Stored data
★ ★ ★ ★
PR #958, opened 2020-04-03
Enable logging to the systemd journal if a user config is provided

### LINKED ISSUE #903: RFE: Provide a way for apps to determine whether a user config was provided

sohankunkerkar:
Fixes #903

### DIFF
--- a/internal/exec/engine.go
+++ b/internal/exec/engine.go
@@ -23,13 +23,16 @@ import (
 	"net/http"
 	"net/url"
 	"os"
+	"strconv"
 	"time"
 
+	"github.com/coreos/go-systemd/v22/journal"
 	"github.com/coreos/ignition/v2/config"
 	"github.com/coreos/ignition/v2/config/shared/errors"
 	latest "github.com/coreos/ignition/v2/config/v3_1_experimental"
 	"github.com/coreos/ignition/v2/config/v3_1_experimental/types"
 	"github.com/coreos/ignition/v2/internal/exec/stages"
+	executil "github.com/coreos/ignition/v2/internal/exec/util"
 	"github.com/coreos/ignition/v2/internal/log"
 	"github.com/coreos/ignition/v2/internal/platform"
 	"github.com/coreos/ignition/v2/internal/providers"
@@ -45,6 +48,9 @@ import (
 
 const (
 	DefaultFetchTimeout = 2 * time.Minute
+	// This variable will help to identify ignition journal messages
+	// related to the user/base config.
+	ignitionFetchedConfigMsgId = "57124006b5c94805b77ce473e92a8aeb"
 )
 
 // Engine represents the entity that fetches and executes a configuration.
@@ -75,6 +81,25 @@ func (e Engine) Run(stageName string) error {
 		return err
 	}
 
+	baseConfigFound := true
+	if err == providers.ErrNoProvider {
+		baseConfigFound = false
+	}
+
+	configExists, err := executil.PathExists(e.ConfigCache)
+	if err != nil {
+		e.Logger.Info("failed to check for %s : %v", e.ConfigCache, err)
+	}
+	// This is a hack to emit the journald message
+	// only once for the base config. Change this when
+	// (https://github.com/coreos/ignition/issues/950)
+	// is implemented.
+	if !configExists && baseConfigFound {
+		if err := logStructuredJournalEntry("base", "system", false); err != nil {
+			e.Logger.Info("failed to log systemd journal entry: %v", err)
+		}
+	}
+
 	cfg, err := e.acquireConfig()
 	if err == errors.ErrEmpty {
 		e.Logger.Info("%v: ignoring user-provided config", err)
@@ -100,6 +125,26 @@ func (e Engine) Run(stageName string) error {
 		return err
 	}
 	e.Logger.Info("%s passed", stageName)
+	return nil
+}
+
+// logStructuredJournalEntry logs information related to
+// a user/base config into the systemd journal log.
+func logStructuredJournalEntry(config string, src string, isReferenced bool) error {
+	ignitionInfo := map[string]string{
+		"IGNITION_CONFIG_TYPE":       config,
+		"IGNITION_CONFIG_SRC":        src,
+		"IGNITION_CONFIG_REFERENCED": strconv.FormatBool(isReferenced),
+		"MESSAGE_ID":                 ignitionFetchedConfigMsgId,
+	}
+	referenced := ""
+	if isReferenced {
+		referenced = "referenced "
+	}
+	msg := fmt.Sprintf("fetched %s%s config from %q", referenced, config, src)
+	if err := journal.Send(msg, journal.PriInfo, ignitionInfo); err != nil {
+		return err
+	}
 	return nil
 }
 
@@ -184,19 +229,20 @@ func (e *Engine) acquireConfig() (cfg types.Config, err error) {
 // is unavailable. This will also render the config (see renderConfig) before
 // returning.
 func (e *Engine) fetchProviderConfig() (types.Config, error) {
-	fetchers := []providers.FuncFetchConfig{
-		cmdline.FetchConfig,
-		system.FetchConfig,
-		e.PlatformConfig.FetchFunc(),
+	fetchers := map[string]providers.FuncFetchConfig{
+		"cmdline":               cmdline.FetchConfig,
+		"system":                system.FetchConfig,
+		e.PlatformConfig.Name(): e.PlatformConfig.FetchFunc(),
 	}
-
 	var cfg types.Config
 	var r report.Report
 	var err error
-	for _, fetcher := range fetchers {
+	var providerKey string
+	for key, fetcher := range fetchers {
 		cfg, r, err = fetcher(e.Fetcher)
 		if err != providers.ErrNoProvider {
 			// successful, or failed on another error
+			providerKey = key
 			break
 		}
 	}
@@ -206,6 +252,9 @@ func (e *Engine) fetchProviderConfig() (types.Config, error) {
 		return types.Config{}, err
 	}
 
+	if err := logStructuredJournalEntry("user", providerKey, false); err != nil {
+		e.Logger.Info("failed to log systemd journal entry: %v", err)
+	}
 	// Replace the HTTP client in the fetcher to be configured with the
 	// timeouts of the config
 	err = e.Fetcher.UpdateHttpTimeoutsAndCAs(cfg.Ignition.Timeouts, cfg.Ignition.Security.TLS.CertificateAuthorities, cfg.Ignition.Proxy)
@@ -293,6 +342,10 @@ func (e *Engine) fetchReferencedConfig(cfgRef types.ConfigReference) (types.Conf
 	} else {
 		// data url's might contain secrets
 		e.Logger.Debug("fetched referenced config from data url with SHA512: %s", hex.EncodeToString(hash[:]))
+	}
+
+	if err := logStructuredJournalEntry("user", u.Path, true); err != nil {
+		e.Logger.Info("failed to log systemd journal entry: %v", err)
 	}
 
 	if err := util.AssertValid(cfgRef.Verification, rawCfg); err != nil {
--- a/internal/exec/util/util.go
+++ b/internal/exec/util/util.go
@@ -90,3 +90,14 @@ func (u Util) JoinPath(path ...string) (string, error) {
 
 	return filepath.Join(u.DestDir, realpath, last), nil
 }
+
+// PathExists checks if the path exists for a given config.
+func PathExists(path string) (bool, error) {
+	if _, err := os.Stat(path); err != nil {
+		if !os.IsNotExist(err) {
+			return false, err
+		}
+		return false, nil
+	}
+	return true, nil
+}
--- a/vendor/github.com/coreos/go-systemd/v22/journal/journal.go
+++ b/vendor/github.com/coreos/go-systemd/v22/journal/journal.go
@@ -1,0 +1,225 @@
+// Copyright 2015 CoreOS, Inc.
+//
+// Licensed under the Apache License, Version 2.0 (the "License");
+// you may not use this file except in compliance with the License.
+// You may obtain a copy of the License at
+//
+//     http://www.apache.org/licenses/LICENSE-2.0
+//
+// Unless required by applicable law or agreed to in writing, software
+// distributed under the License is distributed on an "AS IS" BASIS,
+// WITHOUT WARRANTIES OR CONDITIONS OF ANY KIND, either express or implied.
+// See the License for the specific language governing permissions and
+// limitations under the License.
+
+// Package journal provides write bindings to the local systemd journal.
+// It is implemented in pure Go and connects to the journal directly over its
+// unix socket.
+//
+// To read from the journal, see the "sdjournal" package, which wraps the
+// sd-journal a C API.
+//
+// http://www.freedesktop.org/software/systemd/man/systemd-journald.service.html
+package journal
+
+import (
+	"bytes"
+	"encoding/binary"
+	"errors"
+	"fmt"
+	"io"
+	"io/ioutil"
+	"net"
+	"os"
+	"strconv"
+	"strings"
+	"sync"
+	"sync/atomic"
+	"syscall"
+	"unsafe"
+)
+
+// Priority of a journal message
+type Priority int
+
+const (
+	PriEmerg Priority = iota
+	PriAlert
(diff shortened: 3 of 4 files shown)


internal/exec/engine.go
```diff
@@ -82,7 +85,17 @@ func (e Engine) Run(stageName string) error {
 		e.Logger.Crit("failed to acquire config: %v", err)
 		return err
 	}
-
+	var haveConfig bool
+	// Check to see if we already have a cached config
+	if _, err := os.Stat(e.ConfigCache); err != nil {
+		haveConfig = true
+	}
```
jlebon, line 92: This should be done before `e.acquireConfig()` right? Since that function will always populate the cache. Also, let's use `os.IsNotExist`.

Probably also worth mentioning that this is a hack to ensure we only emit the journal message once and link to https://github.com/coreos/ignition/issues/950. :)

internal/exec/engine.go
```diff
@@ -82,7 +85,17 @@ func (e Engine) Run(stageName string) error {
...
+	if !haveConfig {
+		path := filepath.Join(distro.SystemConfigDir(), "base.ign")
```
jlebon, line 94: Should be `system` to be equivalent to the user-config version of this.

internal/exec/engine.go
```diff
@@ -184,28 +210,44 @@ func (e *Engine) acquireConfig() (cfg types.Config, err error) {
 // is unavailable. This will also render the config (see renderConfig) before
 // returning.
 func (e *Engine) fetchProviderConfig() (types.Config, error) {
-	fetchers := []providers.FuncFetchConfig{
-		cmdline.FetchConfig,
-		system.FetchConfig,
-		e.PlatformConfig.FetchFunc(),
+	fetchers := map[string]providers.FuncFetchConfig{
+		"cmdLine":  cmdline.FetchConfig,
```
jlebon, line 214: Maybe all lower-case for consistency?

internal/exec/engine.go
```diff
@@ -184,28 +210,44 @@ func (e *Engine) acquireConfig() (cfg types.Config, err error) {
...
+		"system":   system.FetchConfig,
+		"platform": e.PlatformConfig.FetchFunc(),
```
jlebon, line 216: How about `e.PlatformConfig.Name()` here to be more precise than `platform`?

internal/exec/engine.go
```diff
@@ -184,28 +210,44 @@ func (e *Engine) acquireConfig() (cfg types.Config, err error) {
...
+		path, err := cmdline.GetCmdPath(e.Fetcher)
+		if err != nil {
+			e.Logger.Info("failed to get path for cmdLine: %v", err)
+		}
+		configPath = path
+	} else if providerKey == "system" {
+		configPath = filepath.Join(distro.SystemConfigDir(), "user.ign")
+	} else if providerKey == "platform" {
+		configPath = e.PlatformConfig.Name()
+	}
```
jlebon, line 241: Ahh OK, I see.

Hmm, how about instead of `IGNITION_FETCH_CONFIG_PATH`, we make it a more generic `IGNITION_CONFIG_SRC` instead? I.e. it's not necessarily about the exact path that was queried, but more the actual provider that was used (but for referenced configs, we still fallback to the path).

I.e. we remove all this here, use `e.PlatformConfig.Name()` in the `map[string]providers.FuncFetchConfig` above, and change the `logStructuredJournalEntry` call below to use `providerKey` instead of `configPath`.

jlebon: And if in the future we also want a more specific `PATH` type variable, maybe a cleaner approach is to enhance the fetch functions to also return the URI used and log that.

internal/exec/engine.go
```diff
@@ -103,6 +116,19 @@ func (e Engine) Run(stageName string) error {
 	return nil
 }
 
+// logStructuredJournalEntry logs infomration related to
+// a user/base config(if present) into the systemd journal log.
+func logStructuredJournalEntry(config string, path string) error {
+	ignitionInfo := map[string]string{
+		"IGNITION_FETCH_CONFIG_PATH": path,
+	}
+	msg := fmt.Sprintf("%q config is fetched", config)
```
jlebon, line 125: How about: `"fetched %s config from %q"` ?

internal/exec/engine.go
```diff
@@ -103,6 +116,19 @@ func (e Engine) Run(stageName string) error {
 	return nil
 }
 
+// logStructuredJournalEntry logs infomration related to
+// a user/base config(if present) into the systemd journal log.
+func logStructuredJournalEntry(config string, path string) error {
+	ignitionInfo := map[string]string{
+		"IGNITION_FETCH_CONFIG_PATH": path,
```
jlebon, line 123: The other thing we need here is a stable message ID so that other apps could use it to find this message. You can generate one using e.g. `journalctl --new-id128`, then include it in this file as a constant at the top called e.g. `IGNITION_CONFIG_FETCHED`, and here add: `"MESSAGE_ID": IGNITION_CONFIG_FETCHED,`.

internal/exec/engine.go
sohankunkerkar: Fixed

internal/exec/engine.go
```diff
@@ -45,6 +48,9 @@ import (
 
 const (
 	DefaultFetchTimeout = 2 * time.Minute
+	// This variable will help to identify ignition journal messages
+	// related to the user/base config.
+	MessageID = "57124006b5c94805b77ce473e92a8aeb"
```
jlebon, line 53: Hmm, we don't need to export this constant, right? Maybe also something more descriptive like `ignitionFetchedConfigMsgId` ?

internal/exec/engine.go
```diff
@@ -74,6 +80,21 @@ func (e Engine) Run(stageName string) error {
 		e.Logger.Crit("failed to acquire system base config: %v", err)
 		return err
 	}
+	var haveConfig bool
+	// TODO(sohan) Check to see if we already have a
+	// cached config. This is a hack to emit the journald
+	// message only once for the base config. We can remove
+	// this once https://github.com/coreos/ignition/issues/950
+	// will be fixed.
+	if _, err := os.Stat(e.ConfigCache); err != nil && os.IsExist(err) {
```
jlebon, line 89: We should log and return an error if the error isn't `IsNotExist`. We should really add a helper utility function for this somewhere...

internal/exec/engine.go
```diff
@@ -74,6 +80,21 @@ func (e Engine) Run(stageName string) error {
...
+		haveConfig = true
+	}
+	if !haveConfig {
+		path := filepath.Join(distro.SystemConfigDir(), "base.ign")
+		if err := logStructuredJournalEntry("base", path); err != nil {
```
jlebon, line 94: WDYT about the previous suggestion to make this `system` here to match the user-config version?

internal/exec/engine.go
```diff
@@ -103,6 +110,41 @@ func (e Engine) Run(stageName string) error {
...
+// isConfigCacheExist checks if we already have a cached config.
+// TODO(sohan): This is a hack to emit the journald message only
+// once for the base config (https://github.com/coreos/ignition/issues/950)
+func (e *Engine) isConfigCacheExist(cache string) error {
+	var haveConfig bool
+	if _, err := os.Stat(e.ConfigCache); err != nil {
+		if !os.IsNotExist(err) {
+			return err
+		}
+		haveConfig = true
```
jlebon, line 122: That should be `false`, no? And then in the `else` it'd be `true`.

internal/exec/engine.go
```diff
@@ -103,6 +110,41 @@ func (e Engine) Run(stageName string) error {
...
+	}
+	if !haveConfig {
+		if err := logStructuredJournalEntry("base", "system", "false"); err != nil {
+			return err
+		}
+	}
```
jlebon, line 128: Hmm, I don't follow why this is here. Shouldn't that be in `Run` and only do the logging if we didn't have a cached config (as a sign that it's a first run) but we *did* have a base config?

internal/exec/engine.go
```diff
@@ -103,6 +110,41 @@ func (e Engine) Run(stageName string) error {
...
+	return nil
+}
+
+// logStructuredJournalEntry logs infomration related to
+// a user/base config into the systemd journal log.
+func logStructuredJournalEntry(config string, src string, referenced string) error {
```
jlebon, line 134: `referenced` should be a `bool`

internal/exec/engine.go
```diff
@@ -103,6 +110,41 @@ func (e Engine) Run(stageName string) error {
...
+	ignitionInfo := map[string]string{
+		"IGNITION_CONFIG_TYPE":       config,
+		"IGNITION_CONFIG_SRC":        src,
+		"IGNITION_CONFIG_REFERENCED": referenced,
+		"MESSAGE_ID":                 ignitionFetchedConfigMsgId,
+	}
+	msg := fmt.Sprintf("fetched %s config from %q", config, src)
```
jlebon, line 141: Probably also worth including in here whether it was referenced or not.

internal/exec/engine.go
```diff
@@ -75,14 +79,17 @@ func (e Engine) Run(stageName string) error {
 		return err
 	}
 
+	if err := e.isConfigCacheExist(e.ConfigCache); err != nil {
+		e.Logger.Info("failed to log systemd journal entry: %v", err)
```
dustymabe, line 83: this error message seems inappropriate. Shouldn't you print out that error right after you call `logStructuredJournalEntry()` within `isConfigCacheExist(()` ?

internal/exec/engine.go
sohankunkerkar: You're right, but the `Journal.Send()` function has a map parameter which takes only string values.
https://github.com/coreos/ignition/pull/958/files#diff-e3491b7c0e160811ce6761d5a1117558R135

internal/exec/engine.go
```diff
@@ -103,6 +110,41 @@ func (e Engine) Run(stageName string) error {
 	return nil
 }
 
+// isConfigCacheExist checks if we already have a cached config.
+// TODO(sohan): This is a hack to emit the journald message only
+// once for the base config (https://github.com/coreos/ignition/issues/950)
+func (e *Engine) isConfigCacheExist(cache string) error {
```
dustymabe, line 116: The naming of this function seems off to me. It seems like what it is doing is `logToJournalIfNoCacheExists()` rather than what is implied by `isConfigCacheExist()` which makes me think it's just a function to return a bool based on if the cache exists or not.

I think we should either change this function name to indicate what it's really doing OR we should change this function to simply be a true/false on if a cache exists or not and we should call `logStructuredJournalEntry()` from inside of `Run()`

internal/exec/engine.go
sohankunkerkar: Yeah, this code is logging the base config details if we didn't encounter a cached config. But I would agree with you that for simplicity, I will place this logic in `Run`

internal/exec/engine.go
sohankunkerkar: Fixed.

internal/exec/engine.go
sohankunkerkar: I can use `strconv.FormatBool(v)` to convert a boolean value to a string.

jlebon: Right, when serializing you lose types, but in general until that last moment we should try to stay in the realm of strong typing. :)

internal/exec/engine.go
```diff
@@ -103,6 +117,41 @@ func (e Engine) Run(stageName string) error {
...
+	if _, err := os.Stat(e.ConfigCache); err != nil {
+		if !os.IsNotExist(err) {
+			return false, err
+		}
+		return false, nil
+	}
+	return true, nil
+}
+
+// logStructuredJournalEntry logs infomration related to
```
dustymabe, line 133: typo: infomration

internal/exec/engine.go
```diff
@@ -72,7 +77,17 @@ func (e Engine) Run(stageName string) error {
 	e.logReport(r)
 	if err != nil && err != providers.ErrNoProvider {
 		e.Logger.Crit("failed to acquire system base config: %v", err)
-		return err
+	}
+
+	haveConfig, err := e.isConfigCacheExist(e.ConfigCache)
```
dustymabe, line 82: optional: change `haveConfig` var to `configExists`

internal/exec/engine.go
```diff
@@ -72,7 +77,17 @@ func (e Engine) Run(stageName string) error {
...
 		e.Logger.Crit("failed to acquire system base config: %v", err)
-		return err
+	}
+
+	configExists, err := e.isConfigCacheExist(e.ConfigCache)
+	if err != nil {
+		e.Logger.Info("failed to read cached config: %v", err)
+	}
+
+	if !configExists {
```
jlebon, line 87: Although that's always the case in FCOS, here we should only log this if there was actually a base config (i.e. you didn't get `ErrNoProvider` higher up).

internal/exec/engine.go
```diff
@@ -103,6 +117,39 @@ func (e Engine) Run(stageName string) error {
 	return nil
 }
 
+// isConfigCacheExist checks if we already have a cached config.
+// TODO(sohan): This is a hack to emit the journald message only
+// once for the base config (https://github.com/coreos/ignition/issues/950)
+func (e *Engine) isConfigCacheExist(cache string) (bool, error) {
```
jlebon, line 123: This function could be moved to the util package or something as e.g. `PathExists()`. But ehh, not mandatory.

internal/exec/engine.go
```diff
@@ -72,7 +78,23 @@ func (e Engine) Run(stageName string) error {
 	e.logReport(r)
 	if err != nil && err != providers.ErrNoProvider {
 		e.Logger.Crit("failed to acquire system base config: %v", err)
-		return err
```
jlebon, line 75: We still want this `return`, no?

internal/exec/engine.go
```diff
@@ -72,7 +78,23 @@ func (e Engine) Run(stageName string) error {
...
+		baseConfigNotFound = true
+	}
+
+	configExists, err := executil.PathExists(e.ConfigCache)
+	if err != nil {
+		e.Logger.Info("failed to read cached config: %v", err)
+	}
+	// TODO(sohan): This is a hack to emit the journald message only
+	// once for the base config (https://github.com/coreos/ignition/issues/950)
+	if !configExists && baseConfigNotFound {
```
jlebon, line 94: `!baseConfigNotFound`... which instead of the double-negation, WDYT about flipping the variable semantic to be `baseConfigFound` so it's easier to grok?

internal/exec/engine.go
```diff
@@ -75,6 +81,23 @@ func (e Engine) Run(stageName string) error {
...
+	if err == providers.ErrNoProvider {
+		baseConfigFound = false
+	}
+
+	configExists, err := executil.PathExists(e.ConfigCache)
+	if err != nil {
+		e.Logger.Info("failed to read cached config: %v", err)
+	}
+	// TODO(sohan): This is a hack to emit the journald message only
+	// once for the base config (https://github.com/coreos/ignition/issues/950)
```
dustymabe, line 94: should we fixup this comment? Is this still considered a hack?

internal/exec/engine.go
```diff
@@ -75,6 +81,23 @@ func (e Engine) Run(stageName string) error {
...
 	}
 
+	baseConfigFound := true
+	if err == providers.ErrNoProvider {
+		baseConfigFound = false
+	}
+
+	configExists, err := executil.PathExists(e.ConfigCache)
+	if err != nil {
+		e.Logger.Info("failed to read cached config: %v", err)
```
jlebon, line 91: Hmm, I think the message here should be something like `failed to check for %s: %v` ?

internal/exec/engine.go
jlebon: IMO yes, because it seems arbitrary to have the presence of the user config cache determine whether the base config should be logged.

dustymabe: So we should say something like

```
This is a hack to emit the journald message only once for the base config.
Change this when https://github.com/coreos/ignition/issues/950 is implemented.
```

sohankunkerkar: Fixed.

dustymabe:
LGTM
★ ★ ★ ★
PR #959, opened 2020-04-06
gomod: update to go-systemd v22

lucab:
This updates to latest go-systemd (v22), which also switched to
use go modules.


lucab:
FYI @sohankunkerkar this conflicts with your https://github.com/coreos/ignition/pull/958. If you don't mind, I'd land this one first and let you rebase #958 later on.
★ ★ ★ ★
**TASK TO COMPLETE**:
Of the entries above, tally the lines with "last" in them. Only the total should be given.

**RESPONSE**:
2